Inflation is eating away at the purchasing power of many people. That’s why saving money doesn’t cut it anymore. Having investments that appreciate over time is one of the ways to keep up with inflation and secure your financial future.

Banks provide different ways to invest money based on your goals. From brokerage accounts — where you can buy and sell stocks, index funds, exchange-traded funds or mutual funds — to individual retirement accounts (IRAs), your money could work harder for you. Some banks have robo-advisors to help you build an investment portfolio that aligns with your goals.

Debt is often viewed negatively, but it can be a valuable tool when used wisely. You can borrow money from a bank and use the funds to make significant purchases and build stability over time. “Banks are often the source for lending and making larger financial purchases — like a house or a car — possible,” Peters said.

While borrowing can be scary and even harmful at times, Barcelo thinks that there are ways to use debt to your advantage.

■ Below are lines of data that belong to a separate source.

PR #3796, opened 2024-01-11
Fix ccache upload behavior

lava:
* Ensure that `ccache` can actually read the downloaded ccache during the build
* Split upload and download cache steps to upload before integration tests

### DIFF
--- a/.github/workflows/tenzir.yaml
+++ b/.github/workflows/tenzir.yaml
@@ -611,8 +611,13 @@ jobs:
       CCACHE_ABSSTDERR: true
       CCACHE_COMPRESS: true
       CCACHE_COMPRESSLEVEL: 6
-      CCACHE_DIR: "${{ github.workspace }}/.ccache"
-      CCACHE_HASH_DIR: true
+      # We're intentionally placing the cache dir outside of `${{ github.workspace }}`
+      # because that has a weird issue where it switches between `/home/runner` and
+      # `/__w/` depending on the current context. See https://github.com/actions/checkout/issues/785
+      # and https://github.com/actions/runner/issues/2058.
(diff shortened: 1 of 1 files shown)


.github/workflows/tenzir.yaml
```diff
@@ -718,6 +726,11 @@ jobs:
           ccache --show-stats
           # Print statistics about cache compression.
           ccache --show-compression
+      - name: Save ccache Cache
+        uses: actions/cache/save@v3
```
tobim, line 730: Should we add
```
        if: always()
```
here?

.github/workflows/tenzir.yaml
```diff
@@ -718,6 +726,11 @@ jobs:
...
+        with:
+          path: ${{ env.CCACHE_DIR }}
+          key: ${{ github.workflow }}-${{ matrix.tenzir.name }}-${{ matrix.tenzir.compiler }}-${{ needs.configure.outputs.head-ref-slug }}-${{ github.sha }}
```
tobim, line 733: Would it be possible to de-dup the value for `key`, to prevent it going out of sync?

tobim (approved):
Great work!

.github/workflows/tenzir.yaml
lava: I'll create a separate PR for that so we can already start building up the ccache now

.github/workflows/tenzir.yaml
lava: It's actually a bit more complicated, because key matched here will almost never be the primary key but one of the prefix-matched restore keys. Additionally the path has to match as well as one of the keys. I'll just keep it for now and hope that no one will dare to touch it again :D

PR #4185, opened 2024-05-03
Add unordered batch optimization

IyeOnline:
The batch operator now has an unordered mode, where it keeps a separate buffer for each schema. 

The import operator now implicitly batches.

Fixes https://github.com/tenzir/issues/issues/1792


libtenzir/builtins/operators/batch.cpp
```diff
@@ -6,6 +6,8 @@
 // SPDX-FileCopyrightText: (c) 2023 The Tenzir Contributors
 // SPDX-License-Identifier: BSD-3-Clause
 
+#include "tenzir/detail/assert.hpp"
+
```
dominiklohmann, line 10: This seems like an IWYU leftover, it should already be included many times over transitively.

dominiklohmann (approved):
Welcome to Tenzir! This is a great first contribution. 🚀

libtenzir/builtins/operators/batch.cpp
```diff
@@ -21,63 +23,88 @@ namespace tenzir::plugins::batch {
...
-        num_buffered = 0;
+      // Check all current buffers to see if we have hit a timeout.
+      for (auto it = buffers.begin(); it != buffers.end(); ++it) {
+        auto& entry = it->second;
+        if (now - entry.last_yield > timeout_ and entry.num_buffered > 0) {
+          TENZIR_ASSERT(entry.num_buffered < limit_);
+          entry.last_yield = now;
+          co_yield concatenate(std::exchange(entry.events, {}));
+          it = buffers.erase(it);
+          entry.num_buffered = 0;
```
dominiklohmann, line 55: Entry may be invalidated here.

dominiklohmann (approved):

PR #4189, opened 2024-05-06
Make python venv creation independent from the user

tobim:
A permission error caused python operator to fail when it was previously used by another system user with the same set of requirements.


libtenzir/builtins/operators/python.cpp
dominiklohmann, line 1: Please add a changelog entry for the bug fix.

dominiklohmann (dismissed):
Nice catch! 👀

tobim:
I did quite a bit of testing on this and unfortunately the change as proposed so far does not work. The problem is that semaphore creation is subject to the processes `umask`, which defaults to 022 on most systems. The naive approach would be to temporarily set the umask to 000, but that that is highly unsafe in a multithreaded program.

A complete fix should still be possible by wrapping all the venv creation steps in an extra python subprocess (which would be single threaded) and use that to manage the inter process synchronization. This would have the nice side effect of securing the sync against SIGKILLs, SEGFAULTS, and the like.

dominiklohmann:
There's also the option of creating separate cache directories per user.

libtenzir/builtins/operators/python.cpp
```diff
@@ -162,14 +163,16 @@ class python_operator final : public crtp_operator<python_operator> {
...
         // in terms of wait time. As a workaround we yield early, so that the
         // pipeline appears as created and do the actual venv setup on first
         // call. At that point the delay is not problematic any more because
         // `/serve` takes care of it gracefully.
         co_yield {};
+        auto permissions = boost::interprocess::permissions{0666};
         auto sem = boost::interprocess::named_semaphore{
-          boost::interprocess::open_or_create, sem_name.c_str(), 1u};
+          boost::interprocess::open_or_create, sem_name.c_str(), 1u,
+          permissions};
```
dominiklohmann, line 175: I think Tobias' commit should be reverted again as that doesn't work.

changelog/next/bug-fixes/4189--python-permission-issues.md
```diff
@@ -0,0 +1,3 @@
+A permission error caused `python` operator to fail when it was previously used
+by another system user with the same set of requirements. There now is a one
+python environment per user and set of requirements.
```
dominiklohmann, line 3:
```suggestion
Python environment per user and set of requirements.
```

dominiklohmann (approved):
Thanks for the fix!

PR #4194, opened 2024-05-08
Fix a panic on shutdown

dominiklohmann:
I recently introduced this alongside the component lifetime logging. For some old components, we do still use the labels that I thought we didn't use anymore. Ignoring them led to the components being tracked wrongly and the assertions `num_erased == 1` right below the diff to be triggered.


IyeOnline (approved):
Looks good!

PR #4195, opened 2024-05-08
Fix CSV/XSV format printing the header once for each batch

jachris:
The XSV format printed the header once for each batch. This PR makes it so that the header is printed only once.

The actual diff can be seen in the second commit.


mavam (approved):
Might be worth adding a changelog entry, otherwise LGTM.

PR #4196, opened 2024-05-08
Allow editing definitions of managed pipelines

Dakostu:
This is another submodule bump with an API docs update.


tobim (approved):
We pair reviewed and improved the submodule changes.

PR #4197, opened 2024-05-08
Undocument fictive schema syntax

mavam:
This effort never materialized.


dominiklohmann (approved):
I suppose not having it documented is better than having the wrong thing documented.

PR #4198, opened 2024-05-08
Make tests independent of Accept-Encoding header

mavam:
This PR makes the HTTP integration tests independent of the value of the `Accept-Encoding` header.


mavam:
@tobim can you try whether that fixes the issue with your Nix setup?

dominiklohmann (approved):

PR #4200, opened 2024-05-10
Fix the lifetime tracking of node components

dominiklohmann:
The old code had a race condition that sometimes triggered an assertion failure in CI. Now the tracking is properly implemented through monitoring, which should fix the issue we've been seeing.


IyeOnline (approved):
I'll just trust you on this one :)

PR #4203, opened 2024-05-10
Add an option to `export` both past and future events

IyeOnline:
* The `export` operators now features a `--retro`
flag. This flag will make the operators export past events, even when `--live`
is set: 
  * Specifying *both* `--retro --live` will first export all past events and
  then go into live mode.
  * Specifying *only* `--live`  behaves like it did previously. It only exports
  new events.
  * Specifying *only* `--retro` behaves as if the flag was not set, just like
  previously without any flag.
  * Specifying none of the flags is also unchanged.

  **The combination of both flags is experimental**. It has an obvious issue with events that happen live while exporting previous events.

* The `diagnostics` and `metrics` operators also feature these flags, with the
same behavior.

* A one batch delay in `export --live` has been fixed.


changelog/next/features/4203--export-past-and-live.md
dominiklohmann, line 1: This won't render correctly. All paragraphs in the individual changelog entry files get merged into a single entry, so they need to be text rather than notes.

dominiklohmann (approved):
I think this can and should be merged—even with the gap in the data that we currently have between the two modes this still adds quite some value.

changelog/next/bug-fixes/4203--export delay.md
dominiklohmann, line 1: Please write this in a bit more user-facing way, for example:

> `export --live` no longer buffers the last batch of event that was imported, and instead immediately returns all imported events.

PR #4206, opened 2024-05-10
Adjust to breaking change in Google's GitHub Actions

dominiklohmann:
See googleapis/release-please-action#980


dominiklohmann:
Nvm, they didn't actually move all—they just moved one.

PR #4207, opened 2024-05-11
Remove the old format API

dominiklohmann:
Now that `tenzir-ctl import` and `tenzir-ctl export` are gone, we can finally remove the old reader and writer APIs. This removes a bunch of code and tests of effectively dead code.


mavam (approved):
Glorious.

PR #4385, opened 2024-07-12
Port `metrics` and `diagnostics` to TQL2

dominiklohmann:


libtenzir/builtins/operators/diagnostics.cpp
```diff
@@ -50,6 +50,32 @@ class plugin final : public virtual operator_parser_plugin {
...
+          .add("retro", retro)
+          .parse(inv, ctx));
+    if (not live) {
+      retro = true;
+    }
+    const auto definition
+      = fmt::format("export --internal{}{} | where #schema "
+                    "== \"tenzir.diagnostic\"",
+                    live ? " --live" : "", retro ? " --retro" : "");
+    auto result = pipeline::internal_parse_as_operator(definition);
```
dominiklohmann, line 69: @jachris I'm sure there has to be a better way not than this one where I can actually pass through the session. This works, but I'd like to learn how to do this properly with the new APIs.

jachris: You have two other options:

1. Use `operator_factory_plugin::make`.
2. Don't use `operator_factory_plugin::make`.

This might sound a bit dumb, but what I mean is: For some things, I find that the plugin interface might not be the best choice. It might be _too_ decoupled. Might be best to discuss this a bit in Slack.

dominiklohmann: I understand. See 74d05dd677a.

jachris: Yep, that would be one way to do it ☺️

jachris (approved):

PR #4386, opened 2024-07-12
Fix TQL2 metadata assignment

jachris:
Since schema name and the internal flag are reflected by Arrow's schema, we have to keep both in sync. The import time does not need this because it's not part of the Arrow schema.


dominiklohmann (approved):
This makes sense to me.

PR #4387, opened 2024-07-12
Add `else if` as a better alternative to nested `if`s

jachris:
Turns out this TQL2 feature was rather easy to implement.


Dakostu (approved):
Approving to confirm that it works for my use case.

PR #4392, opened 2024-07-15
Make `libtenzir_builtins` an object library

jachris:
This is a test.


libtenzir/CMakeLists.txt
```diff
@@ -176,7 +176,7 @@ add_library(libtenzir ${libtenzir_sources})
 TenzirTargetEnableTooling(libtenzir)
 add_library(tenzir::libtenzir ALIAS libtenzir)
 
-add_library(libtenzir_builtins STATIC ${libtenzir_builtins_sources})
+add_library(libtenzir_builtins OBJECT ${libtenzir_builtins_sources})
```
dominiklohmann, line 179: There's also the option of using the approach from https://github.com/tenzir/tenzir/pull/3754 (which was for reasons I still don't understand reverted in https://github.com/tenzir/tenzir/pull/3766). That has the advantage of also massively reducing linker time.

jachris: I think the overall effect should be similar, no? No additional linking should take place here.

dominiklohmann:
@jachris can we close this one?

jachris:
@dominiklohmann One of the reasons for this PR was to solve the problem where we cannot reliably `dynamic_cast` across plugins, which led to hacky workarounds at least twice. That issue is still there, so I think there still might be value in seeing whether using object libraries solves it. But I did have other priorities in the meantime, not sure when I'll be able to pick this up again.

dominiklohmann:
Then let's keep it around for a while.

PR #4399, opened 2024-07-16
Break back pressure in hidden subscribers

dominiklohmann:
This change makes it so that `subscribe` no longer propagates back pressure when run as part of a hidden pipeline, i.e., a pipeline that is not visible on the Tenzir Platform.

Without this change, it was surprisingly easy to break publishers by simply subscribing to their topic and piping the data into an operator that did nothing, e.g., `serve` with a very small buffer size.

### DIFF
--- a/web/docs/operators/subscribe.md
+++ b/web/docs/operators/subscribe.md
@@ -21,6 +21,12 @@ The `subscribe` operator subscribes to events from a channel with the specified
 topic. Multiple `subscribe` operators with the same topic receive the same
 events.
 
+Subscribers propagate back pressure to publishers. If a subscribing pipeline
+fails to keep up, all publishers will slow down as well to a matching speed to
+avoid data loss. This mechanism is disabled for pipelines that are not visible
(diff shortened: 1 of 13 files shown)


web/docs/operators/subscribe.md
```diff
@@ -21,6 +21,12 @@ The `subscribe` operator subscribes to events from a channel with the specified
 topic. Multiple `subscribe` operators with the same topic receive the same
 events.
 
+Subscribers propagate back pressure to publishers. If a subscribing pipeline
+fails to keep up, all publishers will slow down as well to a matching speed to
+avoid data loss. This mechanism is disabled for pipelines that are not visible
+on the overview page on app.tenzir.com, which drop data rather than slow down
+their publishers.
```
jachris, line 28:
```suggestion
on the overview page on [app.tenzir.com](https://app.tenzir.com), which drop data
rather than slow down their publishers.
```

Otherwise it's not shown as a link (you could also change the text if you want to, not sure how consistent we are when referencing the app).

jachris (approved):

PR #4403, opened 2024-07-17
Add `{...<expr>}` to spread records

jachris:
For example: 
```
foo = {...foo.bar, baz: 42, ...qux(quux)}
```


libtenzir/src/tql2/eval_impl.cpp
```diff
@@ -15,19 +15,25 @@ namespace tenzir {
...
-  for (auto& item : x.content) {
+  for (auto& item : x.items) {
     item.match(
       [&](const ast::record::field& field) {
         auto val = eval(field.expr);
-        auto [_, inserted] = fields.emplace(field.name.name, std::move(val));
-        if (not inserted) {
-          diagnostic::warning("todo: overwrite existing?")
-            .primary(field.name)
+        // TODO: Do we want to keep the order of overwritten fields?
```
mavam, line 22: I would say the user expects that the original order of the fields remains, also if they get overwritten by other values.

jachris: I think so too, and JS seems to agree:
```js
>>> { a: 1, b: 2, ...{a: 3} }
{ a: 3, b: 2 }
```

dominiklohmann (approved):
❤️

PR #347, opened 2018-07-30
Picker.events

lucienbertin:
adds way for the picker to tell the operators some events are occuring
like keyboard evvents, picker opening/closing


LuccaIntegration:
Travis automatic deployment: https://347-pr-lucca-front-LuccaSA.surge.sh

PR #349, opened 2018-08-02
Select.display

lucienbertin:
add a displayer interface with 2 methods
- getELtRef(value)
- getViewRef(value)

then the selects tries displaying the value as view first, then as element ref

displaying with the elementref uses the renderer and nativeelt so its not super duper great


LuccaIntegration:
Travis automatic deployment: https://349-pr-lucca-front-LuccaSA.surge.sh

LuccaIntegration:
Travis automatic deployment: https://349-pr-lucca-front-LuccaSA.surge.sh

PR #353, opened 2018-08-03
Api.select

lucienbertin:
adds component `<lu-api-select>` which is a generic version of what you can do with the select + option picker + api-operator


LuccaIntegration:
Travis automatic deployment: https://353-pr-lucca-front-LuccaSA.surge.sh

PR #356, opened 2018-08-06
fix demo

lucienbertin:
fixes the demo for /api/select and /user/select


LuccaIntegration:
Travis automatic deployment: https://356-pr-lucca-front-LuccaSA.surge.sh

PR #361, opened 2018-08-07
Input.directive

lucienbertin:
add 
- ILuInput<T> - pretty empty interface that extends `ControlValueAccessor`
- ALuInput<T> - adds class `is-filled` when value is not empty
- LuInputDirective<T> - extends ALuInput
- ALuSelect - implements ILuInput<T> and add `is-filled` class to host element - affects all selects (normal, api, user, ...)


LuccaIntegration:
Travis automatic deployment: https://361-pr-lucca-front-LuccaSA.surge.sh

PR #370, opened 2018-08-21
option-picker - add class `is-selected` to current value

lucienbertin:
when the value chages for the select-input (control value accerssor) it passes the info to its picker so the picker adds the class `is-selected` to current value


LuccaIntegration:
Travis automatic deployment: https://370-pr-lucca-front-LuccaSA.surge.sh

Issue #375, opened 2018-08-27
luinput directive with another CVA


lucienbertin:
you cant have 2 CVA on same component, so luinput doesnt work on tag input, which is a bit ironic

should write it as a control value _reader_ not accessor. like the directive [luEmpty](https://github.com/LuccaSA/lucca-front/blob/master/packages/ng/libraries/core/src/lib/empty/empty.directive.ts)

lucienbertin:
fixed in #379

PR #379, opened 2018-08-31
Input.directive

lucienbertin:
when there are 2 control value accessor on the same tag, it throws an error and thats kind of normal

so luInput isnt a cva anymore, cuz it just reads the value, it doesnt write it


LuccaIntegration:
Travis automatic deployment: https://379-pr-lucca-front-LuccaSA.surge.sh

lucienbertin:
fixes #375

PR #380, opened 2018-08-31
Api.select.fix

lucienbertin:
- fix the bug i showed you with the picker being all white
- fix the class `is-selected` not being reapplied when the option displed changed


LuccaIntegration:
Travis automatic deployment: https://380-pr-lucca-front-LuccaSA.surge.sh

PR #393, opened 2018-09-27
Fix.lu select

### LINKED ISSUE #392: lu-select do not display 0
it seems that falsy values are not passed to the displayer

GuillaumeNury:
Fix #392 	
Fix cannot read property element of undefined


LuccaIntegration:
Travis automatic deployment: https://393-pr-lucca-front-LuccaSA.surge.sh

PR #396, opened 2018-10-02
Scss.animation.theming

jeremie-lucca:


LuccaIntegration:
Travis automatic deployment: https://396-pr-lucca-front-LuccaSA.surge.sh

packages/scss/src/utilities/animations/_sliding.scss
```diff
@@ -1,7 +1,7 @@
 @keyframes slideIn {
```
lucienbertin: slideIn seems to be a shortcut for slideInTop. is it on purpose ?

lucienbertin: by that i mean we got
- slideIn
- slideInLeft
- slideInRight
- slideInBottom

but no slideInTop

sanlucca: Yes, as Top was seen as default

PR #431, opened 2018-10-08
[ng][fix] Select - isEmpty if empty array

sanlucca:
Fix the issue of empty array of values not being considered as an empty select


LuccaIntegration:
Travis automatic deployment: https://431-pr-lucca-front-LuccaSA.surge.sh

PR #437, opened 2018-10-11
[NG][FIX] Select disabled state

sanlucca:
Selects should use `disabled` attribute rather than `is-disabled` class


LuccaIntegration:
Travis automatic deployment: https://437-pr-lucca-front-LuccaSA.surge.sh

“Credit cards are an absolute must for anyone looking to maximize their potential earnings,” Barcelo added. “For example, if you have a reward credit card that gives you 1% to 5% back on everything you buy, let’s say you put groceries, gas, bills and entertainment on that card, which comes out to about an average of $4,000 per month. In one year, you earned back an additional $480 to $2,400 when the guy who uses a debit card got zero.”